▶ [What to work on]:
Print the data in full, exactly as it reads.
--- --- ---
PR #323, opened 2024-04-09
Rename problems for directional solidification and temperature histories from files

streeve:


analysis/src/GAutils.cpp
```diff
@@ -35,8 +35,13 @@ void parseLogFile(std::string log_file, int &nx, int &ny, int &nz, double &delta
     ny = logdata["Domain"]["Ny"];
     nz = logdata["Domain"]["Nz"];
     std::string simulation_type = logdata["SimulationType"];
-    if (simulation_type == "C")
+    if (simulation_type == "DirSol" || simulation_type == "C") {
```
MattRolchigo, line 38: How would you feel about "Directional" as the problem type? While we both know what DirSol is, I feel like the names of the other problem types describe the problems better ("FromFile", "FromFinch", "Spot", "SingleGrain")

src/CAinputs.hpp
```diff
@@ -160,23 +160,26 @@ struct Inputs {
...
-        // DirSoldification problems now include remelting logic
-        if (simulation_type == "RM")
-            simulation_type = "R";
-        else if (simulation_type == "R")
-            std::cout << "Warning: While the specified problem type did not include remelting, all simulations now "
-                         "include remelting"
-                      << std::endl;
-        else if ((simulation_type == "S") || (simulation_type == "SM"))
+        // "FromFile": time-temperature history comes from external files
+        if (simulation_type == "CM" || simulation_type == "C") {
```
MattRolchigo, line 166: There's never been a "CM" problem type, "C" never had remelting

MattRolchigo (approved):

MattRolchigo:
@streeve I am now

PR #330, opened 2024-04-23
Update copyright years

MattRolchigo:


streeve:
Not doing this is en vogue (e.g. https://nexb.com/do-you-really-need-to-update-the-copyright-each-new-year/). We could 

1. remove the years
2. revert back to just the original year
3. merge this changeset as is

streeve (changes requested):
Let's update the license file to just say 2021, then I'm good

streeve (approved):

PR #331, opened 2024-04-23
fixup: Reset counter to print time for each layer

MattRolchigo:
Only the time from the previous layer (not the cumulative runtime of all layers) is printed at the conclusion of said layer for multilayer problems. Fixup of #298


streeve (approved):
I made a lot of mistakes in that PR..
--- --- ---
▶ [Solved exercise]:
PR #323, opened 2024-04-09
Rename problems for directional solidification and temperature histories from files

streeve:


analysis/src/GAutils.cpp
```diff
@@ -35,8 +35,13 @@ void parseLogFile(std::string log_file, int &nx, int &ny, int &nz, double &delta
     ny = logdata["Domain"]["Ny"];
     nz = logdata["Domain"]["Nz"];
     std::string simulation_type = logdata["SimulationType"];
-    if (simulation_type == "C")
+    if (simulation_type == "DirSol" || simulation_type == "C") {
```
MattRolchigo, line 38: How would you feel about "Directional" as the problem type? While we both know what DirSol is, I feel like the names of the other problem types describe the problems better ("FromFile", "FromFinch", "Spot", "SingleGrain")

src/CAinputs.hpp
```diff
@@ -160,23 +160,26 @@ struct Inputs {
...
-        // DirSoldification problems now include remelting logic
-        if (simulation_type == "RM")
-            simulation_type = "R";
-        else if (simulation_type == "R")
-            std::cout << "Warning: While the specified problem type did not include remelting, all simulations now "
-                         "include remelting"
-                      << std::endl;
-        else if ((simulation_type == "S") || (simulation_type == "SM"))
+        // "FromFile": time-temperature history comes from external files
+        if (simulation_type == "CM" || simulation_type == "C") {
```
MattRolchigo, line 166: There's never been a "CM" problem type, "C" never had remelting

MattRolchigo (approved):

MattRolchigo:
@streeve I am now

PR #330, opened 2024-04-23
Update copyright years

MattRolchigo:


streeve:
Not doing this is en vogue (e.g. https://nexb.com/do-you-really-need-to-update-the-copyright-each-new-year/). We could 

1. remove the years
2. revert back to just the original year
3. merge this changeset as is

streeve (changes requested):
Let's update the license file to just say 2021, then I'm good

streeve (approved):

PR #331, opened 2024-04-23
fixup: Reset counter to print time for each layer

MattRolchigo:
Only the time from the previous layer (not the cumulative runtime of all layers) is printed at the conclusion of said layer for multilayer problems. Fixup of #298


streeve (approved):
I made a lot of mistakes in that PR..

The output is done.